1. Introduction
Rapid advances in semiconductor CMOS fabrication technology have enabled the realization of the concept of a camera-on-a-chip, i.e., a CMOS imager [
1]. The integration of an increased number of camera functions onto a single silicon chip offers significant advantages in terms of system miniaturization and manufacturing cost [
1]. As a result, CMOS imagers can now be found in a wide range of consumer electronic products from mobile phones, PC mice and webcams to fax machines, to name a few. Other examples of applications of CMOS imagers include blind spot detection and rear vision in cars, automated industrial product quality inspection, photography, digital radiography, fluoroscopy, microscopy and even implantable microimager retinal stimulation [
2]. CMOS camera manufacturers have been continuously improving the performance of their products in terms of resolution, power consumption, and read-out speed [
1]. The continuous aggressive scaling of the minimum feature size in CMOS technology offers the possibility to further miniaturize CMOS imagers, while still integrating increased built-in functionalities and advanced on-chip processing for improved imaging performance [
1]. However, a further miniaturization of the optics is not possible since this would cause light to pass through a very small opening and to diffract or spread due to the interference of light waves. Diffraction would cause so much spreading that the image would be very blurry and essentially useless. To achieve a thin camera-on-a chip, Tanida
et al have recently proposed an imaging system called TOMBO [
3] (an acronym for Thin Observation Module by Bound Optics) emulating the visual system of insects and other arthropods [
4,
5]. In contrast to traditional camera systems, TOMBO is not based on a single lens system [
3]. Instead, a TOMBO imager comprises a collection of imaging units, each of which consists of a microlens unit associated to a subset of the pixel array (
Fig. 1). Adjacent imaging units are separated by an opaque wall to prevent crosstalk. Each individual imaging unit is thus optically isolated and images part of the scene. As a result, the TOMBO sensor captures multiple low resolution (LR) images at the same time and the output is a compound image formed by the mosaic of low resolution unit images. Advanced Digital signal processing can then be used to reconstruct a high resolution image from the available set of low resolution images [
3,
10]. Tanida
et al have demonstrated that the restoration of a high resolution image is possible since each imaging unit provides a different view of the scene [
7]-[
12]. In [
3], Tanida
et al proposed an image restoration algorithm which uses the back-projection (BP) method. This algorithm requires complete knowledge of the imaging system point spread function (PSF). To reconstruct the original image, the inverse (pseudo-inverse) of the known PSF is multiplied by the captured low resolution images. This approach has a number of limitations: (i) the PSF differs from one camera to another and cannot be easily identified from the system parameters [
10] (ii) poor performance when used in an experimental TOMBO system, due to the variation in the properties of the individual imaging units [
10] (iii) the matrix representing the PSF can be singular, i.e. non-invertible.

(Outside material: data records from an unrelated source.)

PR #7300, opened 2022-10-31
some more cleanup for Dutch brands

wvanderp:
Added BESTSELLER stores
add fashion back into Takko
preserved name for Stella
and add extended names of pharmacies

### DIFF
--- a/data/brands/shop/clothes.json
+++ b/data/brands/shop/clothes.json
@@ -5367,7 +5367,7 @@
     {
       "displayName": "NAME IT",
       "id": "nameit-3937bd",
-      "locationSet": {"include": ["001"]},
+      "locationSet": {"include": ["eu"]},
       "tags": {
         "brand": "NAME IT",
         "brand:wikidata": "Q12328259",
@@ -5744,7 +5744,7 @@
     {
       "displayName": "ONLY & SONS",
       "id": "onlyandsons-3937bd",
-      "locationSet": {"include": ["001"]},
+      "locationSet": {"include": ["eu"]},
       "tags": {
         "brand": "ONLY & SONS",
         "brand:wikidata": "Q114965261",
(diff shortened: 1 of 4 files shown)


data/brands/shop/clothes.json
```diff
@@ -5362,6 +5364,18 @@
         "shop": "clothes"
       }
     },
+    {
+      "displayName": "NAME IT",
+      "id": "nameit-3937bd",
+      "locationSet": {"include": ["001"]},
```
LaoshuBaby, line 5370: 001 means this brand is suitable for every countries and region, it will be a global entry. For Japan, Africa, China, and many other places. If this brand only appear in Germany, you can use `de`, or if you can see it in many Europe countries, `eu` is also acceptable.

This comment also apply to other 001 entry added in this PR.

data/brands/shop/clothes.json
```diff
@@ -7276,23 +7315,33 @@
       }
     },
     {
-      "displayName": "Takko",
-      "id": "takko-475eda",
+      "displayName": "Takko Fashion",
```
LaoshuBaby, line 7318: I search taginfo and found there are more than 1k elements named with `Takko`, is this brand changed their name? If so, keep a matchNames is needed. Or many existing elements won't be matched.

wvanderp: I made this change because the logo, storefronts and websites all talk about Takko Fashion with "fashion" part of the brand

https://company.takko.com/en-gb/newsroom/press-releases.html

So I think we should include it in the name. I though the match on qid would fix the name. 
but if there are any further changes needed the please ask

data/brands/shop/clothes.json
wvanderp: applied a fix

PR #7305, opened 2022-11-01
Correct Intermarché wikidata and add Intermarché Hyper

Cj-Malone:
Use specific QIDs since they are available.

Looking at [Wikipedia](https://en.wikipedia.org/wiki/Intermarch%C3%A9) Intermarché Express may be closer to `shop=convenience` than `shop=supermarket`, but then again, maybe it'd have been fixed by now if that was true.

### DIFF
--- a/data/brands/shop/convenience.json
+++ b/data/brands/shop/convenience.json
@@ -1682,7 +1682,7 @@
       "matchTags": ["shop/supermarket"],
       "tags": {
         "brand": "Intermarché Contact",
-        "brand:wikidata": "Q3153200",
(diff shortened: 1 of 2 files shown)


bhousel:
Thanks @Cj-Malone  this seems fine 👍 
I agree the "Express" brands are probably convenience stores, but this probably doesn't matter much.

nuxper:
Hi. 
Thanks for the modifications.
Note that Intermarché express is a sub brand of Intermarché for branches inside cities. But they are still pretty large with 700m2 and you can use a trolley inside. Therefore shop=supermarket seems accurate.

PR #7306, opened 2022-11-01
Update "& Other Stories" location

Crashillo:
This brand has stores all around the world, not just England. https://www.stories.com/en_eur/storelocator.html


bhousel:
Thanks @Crashillo 👍

PR #7312, opened 2022-11-02
Add VVV / Verkehrsverbund Vorarlberg as operator for bicycle_parkings

mcliquid:
@bhousel Is operator:wikipedia a best practice or not welcome here?

And the VVV have also a "brand" for bicycle_parkings with the name "[VMOBIL](https://radbox.vmobil.at/)". But there isn't a existing file for bicycle_parkings in /brands - Should I add one?


data/operators/amenity/bicycle_parking.json
```diff
@@ -34,6 +34,21 @@
...
+        "include": ["at"]
+      },
+      "matchNames": ["cleVVVer", "vmobil"],
+      "tags": {
+        "amenity": "bicycle_parking",
+        "name": "Verkehrsverbund Vorarlberg",
+        "operator": "Verkehrsverbund Vorarlberg GmbH",
+        "operator:short": "VVV",
+        "operator:wikidata": "Q2516495",
+        "operator:wikipedia": "de:Verkehrsverbund_Vorarlberg"
```
LaoshuBaby, line 49: > @bhousel Is operator:wikipedia a best practice or not welcome here?

In #6481 all wikipedia tags removed, see more in https://github.com/osmlab/name-suggestion-index/wiki/Judge-Case

LaoshuBaby (changes requested):

LaoshuBaby:
> And the VVV have also a "brand" for bicycle_parkings with the name "[VMOBIL](https://radbox.vmobil.at/)". But there isn't a existing file for bicycle_parkings in /brands - Should I add one?

I can't search VMOBIL in current OSM data, but I noticed that 6 bicycle parking brand was collected and discarded:

https://github.com/osmlab/name-suggestion-index/blob/e0d5bd30f99796e2aea28b1bb6e2cdbb08e2958e/dist/filtered/brands_discard.json#L318-L323

If you want to add this catagory, you can see #5526 and follow this example.

Issue #7314, opened 2022-11-02
Municipal additions that just add operator?


EvanCarroll:
I live in a rather mediocre city (Houston).

Would it be OK to send it patches for

```
City of Houston - Park
City of Houston - Library
Houston ISD - School Building
```

That automatically fill out the operator field and name wiki data information? We have probably a [couple hundred parks](http://www.houstontx.gov/parks/pdfs/HPARDInventory.pdf), a few hundred schools and probably 20-50 libraries. I'm pretty sure I've seen chains of this size. Moreover, we do have METRO already in the database, which is our municipal bus program.

PR #7315, opened 2022-11-02
add City of Houston park name

EvanCarroll:
First part of #7314


EvanCarroll:
Actually, this should be `access:public` too since all of the parks managed by the city are default `access:public`

PR #9206, opened 2024-01-29
Update fitness_centre.json to add Active Fitness, Switzerland

### LINKED ISSUE #9205: Add Activ Fitness
https://www.activfitness.ch/studios/ lists 121 studios in Switzerland.

habi:
Fixes #9205

### DIFF
--- a/data/brands/leisure/fitness_centre.json
+++ b/data/brands/leisure/fitness_centre.json
@@ -73,6 +73,16 @@
       }
     },
     {
+      "displayName": "Activ Fitness",
+      "locationSet": {"include": ["ch"]},
+      "tags": {
+        "brand": "Activ Fitness",
+        "brand:wikidata": "Q123747318",
+        "leisure": "fitness_centre",
+        "name": "Activ Fitness"
+      }
+    },    
+    {
       "displayName": "Alex Fitness",
       "id": "alexfitness-2b2465",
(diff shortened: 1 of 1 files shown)


habi:
The chain is called "Activ Fitness", without an "e".
The JSON is correct, the commit message not :)

data/brands/leisure/fitness_centre.json
```diff
@@ -72,6 +72,16 @@
         "sport": "kickboxing"
       }
     },
+    {
+      "displayName": "Activ Fitness",
```
Cj-Malone, line 76: Since it's probably a common mistake, we can add a match name.

```suggestion
      "displayName": "Activ Fitness",
      "matchNames": ["Active Fitness"],
```

That way iD will ask users if [POIs with the spelling mistake](https://www.openstreetmap.org/node/7503188456) need updating.

Cj-Malone:
Thank you

data/brands/leisure/fitness_centre.json
habi: I didn't know that this is possible.
Then I would not have made https://www.openstreetmap.org/changeset/146830770 this afternoon, in which I corrected the wrong name of some Active Fitnesses to Activ Fitnesses.

PR #9208, opened 2024-01-29
Add Randstad Digital in /data/brands/office/it.json

cayenne17:
I haven't tested the build


bhousel:
Weird to use the note property to ask a question..
No, you don't usually need to make different Wikidata QIDs for each country.  
Each Wikidata QID represents a unique concept.  "Q2872338" is the entity "Randstad Digital".  It only needs different QID for different country if there is some reason why it's a meaningfully different thing in each country.

PR #9215, opened 2024-02-02
Add Clean Eatz

Cj-Malone:
OSM has most of these as `amenity=restaurant`, however it seems more like fastfood or cafes to me. Anyone have an opinion?

https://locations.cleaneatz.com/

### DIFF
--- a/data/brands/amenity/cafe.json
+++ b/data/brands/amenity/cafe.json
@@ -587,6 +587,15 @@
         "takeaway": "yes"
       }
     },
+       {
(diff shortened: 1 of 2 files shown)


LaoshuBaby:
https://github.com/osmlab/name-suggestion-index/wiki/Judge-Case#is-an-amenity-a-restaurant-or-fast_food

It seems that there is currently only guidance on distinguishing `restaurant` and `fast_food`. How do you know how to distinguish `restaurant`s or `cafe`s?

PR #9219, opened 2024-02-04
Add some brands in China

quinncnl:


LaoshuBaby (commented):
杨国福麻辣烫 already existed
https://github.com/osmlab/name-suggestion-index/blob/58b328feaf3f3e01a7509cfe31ff47a7d020317a/data/brands/amenity/restaurant.json#L7964

PR #9222, opened 2024-02-06
Added What the Pitta to restaurant.json

rskedgell:


LaoshuBaby:

I agree with the point above, if only 4 stores are really not enough to have notability

rskedgell:
> https://github.com/osmlab/name-suggestion-index/wiki/Judge-Case#notability

Thanks, noted. I don't think I'd seen that page on the wiki.

PR #9226, opened 2024-02-07
Update Petrom fuel.json

dan13l9:
Actual Petrom brand is available only in Romania and Moldova. Additionally i added Morocco company Petrom.


UKChris-osm:
You have two entries with the same name @dan13l9 - you'll need to amend the **display name** to be unique for each entry.

PR #9228, opened 2024-02-07
add Marks & Spencer on clothes.json

dan13l9:
Internationally, Marks & Spencer is a clothing retail chain


bhousel:
Looks like we have it already as a "Department Store"
https://nsi.guide/index.html?t=brands&k=shop&v=department_store#marksandspencer-679c9d

PR #9232, opened 2024-02-08
Update jewelry.json - Add 'Schaap en Citroen' in NL

Mitsjol:
Adding 'Schaap en Citroen', a jewelry store chain in the Netherlands.


Cj-Malone:
Thank you

PR #9243, opened 2024-02-13
Added support for TECN and TECX (Belgium/Wallonia)

bxl-forever:
TEC is a public operator operating in about half of Belgium.  They have split their network in 6 groups: TECB, TECC, TECH, TECL, TECN and TECX.  The last 2 entries were missing in the validation list.
https://wiki.openstreetmap.org/wiki/WikiProject_Belgium/Conventions/Bus_stops#Belgian_transport_companies


LaoshuBaby:
Thank you very much for contributing your local knowledge to NSI, but we do not want you to edit the /dist folder because they are compilation products and will be regenerated every time you re-run the build. You should find the corresponding file to edit under the /data folder.

bxl-forever:
Interesting, but the corresponding entries are already in ``data/transit/route/bus.json``.

LaoshuBaby:
> Interesting, but the corresponding entries are already in `data/transit/route/bus.json`.

Yes, but in `/transit` tree folder, entry are required of `"network:wikidata"` as outside identifier, only a `"operator:wikidata"` is insufficient. You can try to add `"network:wikidata"` for each cities' bus system.

`/brands` corresponds to `brand:wikidata`, while `/operators` corresponds to `operator:wikidata`. Among the brands you submitted, if the build script cannot find the corresponding tag under this tree folder (`/transit`), it will consider it as an incomplete entry and will not be included in the preset.

bxl-forever:
Thanks for the explanation.  I’ll close this one and will open a new PR with the correct file.

PR #9247, opened 2024-02-14
Removed name on Robidog waste baskets

dafadllyn:
Removed name on waste baskets of brand "Robidog" as per https://wiki.openstreetmap.org/wiki/Good_practice#Don't_use_name_tag_to_describe_things, added missing tag "vending=excrement_bags".

### DIFF
--- a/data/brands/amenity/waste_basket.json
+++ b/data/brands/amenity/waste_basket.json
@@ -37,7 +37,7 @@
         "amenity": "waste_basket",
         "brand": "Robidog",
         "brand:wikidata": "Q2159689",
-        "name": "Robidog"
+        "vending": "excrement_bags"
       }
     }
   ]


data/brands/amenity/waste_basket.json
```diff
@@ -37,7 +37,7 @@
         "amenity": "waste_basket",
```
LaoshuBaby, line 37: Consider related #9248

The vending=excrement_bags tag may not necessarily apply to trash cans? Unless each trash can is also a vending machine, but in that case why use two entries?

dafadllyn: @LaoshuBaby:

> The vending=excrement_bags tag may not necessarily apply to trash cans?

[Robidog](https://de.wikipedia.org/wiki/Robidog) is a brand of waste baskets with integrated poop bag dispensers.

> Unless each trash can is also a vending machine, but in that case why use two entries?

I came across three ways of tagging Robidogs:

1. `amenity=waste_basket` + `vending=ecrement_bags` on a single node
2. `amenity=waste_basket` on one node and `amenity=vending_machine` + `vending=excrement_bags` on a separate node next to it
3. `amenity=vending_machine` + `vending=excrement_bags` + `bin=yes`

(Note that variant 3 has the disadvantage that `bin=yes` may or may not mean that waste basket is mapped separately (see https://wiki.openstreetmap.org/wiki/Key:bin). Besides people looking for waste baskets may not find it because `bin=yes` is a secondary (quality) tag, not a main (feature) tag.)

bhousel:
I don't want to add the `vending` tag to waste baskets, but I'm ok with removing the names.. I did this in efa9395c5

PR #9251, opened 2024-02-17
Add Pizza Salvatoré

wolfy1339:
Adds Pizza Salvatoré which has restaurant (sit-in with takeout and delivery) locations and fast-food (takeout only and some offer delivery) locations


Cj-Malone:
Thank you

To overcome the above limitations, Tanida
et al proposed a new image reconstruction approach called, pixel rearrange method [
10], which could be integrated to enable the realization of a compact, low cost thin imaging system. In their approach, a cross-correlation based technique is used to arrange and align unit image pixels. To correct for the misalignment, a unit reference image is used. The relative shift values (
δx and
δy in
Fig. 2) of each unit image with respect to the reference image are determined by identifying the peak location of the cross-correlation function between the unit image and the reference one. Interpolation techniques were used to identify the cross-correlation peak [
10]. The cross-correlation based pixel rearrange method is illustrated in
Fig. 2.
In the rearrangement process, it is assumed that the cross-correlation function is ideally symmetric around a single peak. In other words, there is a single shift between the considered unit image and the reference image, i.e., the spatial PSF function has only one parameter. In reality, however, there would be more than one parameter in a PSF (i.e., several cross-correlation peaks). This will limit the performance of the rearrange method when aligning unit images. Furthermore, the presence of several cross-correlation peaks introduces additional blur in the restored image. Inverse filtering is subsequently required. This operation is not only computationally costly but also unstable if at least a single non-minimum phase component is present. It also requires for the PSF to be known. Besides the spatial PSF, additive noise can also introduce false cross-correlation peaks, which further degrades significantly the performance of rearrange method [
10].
In the same paper, Tanida
et al proposed a method to minimize the problems associated with: (i) TOMBO's intrinsic PSFs (ii) imager internal noise, and (iii) shading introduced by the separating walls (
Fig. 1). To overcome these problems, Tanida
et al introduced a de-shading pre-processing step, which uses a black picture and a white one for calibration. We can analyze the de-shading process by noting that,
where,
x and
y define the pixel location,
hint(
x,
y) represents the intrinsic PSF of the TOMBO imager,
Bi(
x,
y) and
Wi(
x,
y) are the black and white pictures to be captured,
B(
x,
y) and
W(
x,
y) are the captured black and white images, and
VB(
x,
y) and
VW(
x,
y) are the additive internal noise for the black and white images respectively.
By subtracting
Eqn. (1) from
Eqn. (2) and after some manipulation we have,
When normalized, a black pixel correspond to a ‘0’ value while a white pixel has a value of ‘1’, i.e.,
Bi(
x,
y) = 0 and
Wi(
x,
y) = 1, thus
Tanida
et al assume
VW(
x, y) and
VB(
x, y) to be equal. As a result, the intrinsic PSF will take the form,
The model representing the intrinsic characteristics and the de-shading pre-processing step can be seen in
Fig. 3.
When an image
O(
x,
y) is captured, the de-shading pre-processing step (
Fig. 3) generates the image:
where
C > 0 is an amplification factor.
From the above equations, it is clear that dividing by the intrinsic PSF can introduce nonlinearity problems and unrealistic large pixel values in the de-shaded image. Furthermore, it is assumed that the internal noises VW(x, y) and VB(x, y) are equal while in reality they are not and can differ from one image to another and from one imager to another.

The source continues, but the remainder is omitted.